SyncFlo AI
Data & Knowledge

Knowledge Sources

Train your WhatsApp AI agent using web pages, documentation files, and manual Q&A pairs. Manage how context is ingested, vectorized, and retrieved during customer chats.

Vector Ingestion & Retrieval (RAG)

SyncFlo utilizes Retrieval-Augmented Generation (RAG) to keep your WhatsApp agent accurate and aligned. When you upload or link any source, SyncFlo automatically chunks the text, computes high-dimensional vector embeddings, and indexes them in a secure vector database.

When a customer asks a question on WhatsApp, the system performs a semantic vector search to retrieve the most relevant text chunks, feeds them to the LLM as verified context, and generates a factual response.
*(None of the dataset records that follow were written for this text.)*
PR #99, opened 2021-08-18
Drop unused function `kill_port_fwd`

Ichimonji10:
```console
$ git grep kill_port_fwd
cicd/cji_smoke_test.sh:function kill_port_fwd {
cicd/deploy_ephemeral_db.sh:function kill_port_fwd {
```

### DIFF
--- a/cicd/cji_smoke_test.sh
+++ b/cicd/cji_smoke_test.sh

This prevents hallucinations and limits answers to authorized facts only.

Supported Source Types

Files & Documents

Upload physical documents to train the AI on user manuals, catalogs, terms of service, or company profiles.

  • Formats: PDF, DOCX, TXT, MD.
  • Maximum file size: 10MB per file.
  • Requires selectable text (no scanned images without OCR).

Websites & URLs

Point the crawler to your web domain to scrape product listings, help centers, blog posts, or landing pages.
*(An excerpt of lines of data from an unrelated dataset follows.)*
PR #100, opened 2021-08-19
Run 'kill_port_fwd' at shutdown

bsquizz:
The trap was not calling the correct function.


bsquizz:
Turns out you can't re-define a trap for the same signals twice. So we'd have to handle this in `teardown` in _common_deploy_logic.sh -- I think it is probably unnecessary to kill to port fwds anyways since the ephemeral env they are pointing to gets torn down.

  • Automated link discovery.
  • Crawl frequency controls.
  • Domain restrictions to prevent external crawling.

Q&A Pairs

Manually define specific query-response matching parameters for maximum precision control.
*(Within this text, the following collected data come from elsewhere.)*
PR #110, opened 2021-09-03
Patch image_tag replacement

### LINKED ISSUE #109: Image tag replacement doesn't work with image tags with non-word characters
there's an issue when the image tags to be replaced that are not just made out of word characters, such as ,  `latest-new`
In this case, the bug affects the following way:  Let's say your template has set an image tag like : 
```
your-awesome-image:latest-new
```

then the image tag replacement is set to ... say , `your-awesome-image=foobar`, so you expect the `latest-new` tag to be replaced with `foobar`.  The processor will try to replace the match for your "image" value, and then will capture whatever sequence of word characters follow a colon character. 

In this case, the replacement will (wrongly) set your image to:

```
your-awesome-image:foobar-new
```

Victoremepunto:
This aims to fix  #109 

This processes every character found up until next `"` character, which is the next "end of field character" in a JSON string.

### DIFF
--- a/bonfire/processor.py
+++ b/bonfire/processor.py
@@ -224,7 +224,7 @@ class TemplateProcessor:
         content = json.dumps(items)
         for image, image_tag in self.image_tag_overrides.items():
             # easier to just re.sub on a whole string
-            content, subs = re.subn(rf"{image}:[^\"]*", rf"{image}:{image_tag}", content)
+            content, subs = re.subn(rf"{image}:[-\w\.]+", rf"{image}:{image_tag}", content)
             if subs:
                 log.info("replaced %d occurence(s) of image tag for image '%s'", subs, image)
         return json.loads(content)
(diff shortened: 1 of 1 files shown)


bonfire/processor.py
```diff
@@ -224,7 +224,7 @@ def _sub_image_tags(self, items):
         content = json.dumps(items)
         for image, image_tag in self.image_tag_overrides.items():
             # easier to just re.sub on a whole string
-            content, subs = re.subn(rf"{image}:\w+", rf"{image}:{image_tag}", content)
+            content, subs = re.subn(rf"{image}:[^\"]*", rf"{image}:{image_tag}", content)
```
bsquizz, line 227: As we discuessed lets use `rf"{image}:[-\w\.]+"` to match any word character OR a dash OR a period -- which should be the only valid characters we would encounter in an image tag string.

bsquizz (changes requested):

bonfire/processor.py
Victoremepunto: Agree, done.

bsquizz (approved):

  • Overrides broad files.
  • Matches exact brand voice.
  • Perfect for sensitive policy topics or pricing objections.

Configuring Web Crawlers

Web crawler sources allow SyncFlo to regularly fetch text from public URLs to keep knowledge fresh. When setting up a website source, you can define how often it updates and which pages it scans.

Crawl Frequencies

  • Manual Only: Ingestion runs once during creation. Subsequent crawls must be triggered manually using the Refresh button in the source list.
  • Weekly: SyncFlo automatically recrawls and updates vector embeddings every 7 days at midnight.
  • Monthly: Re-scrapes the site every 30 days to check for text updates or new URL branches.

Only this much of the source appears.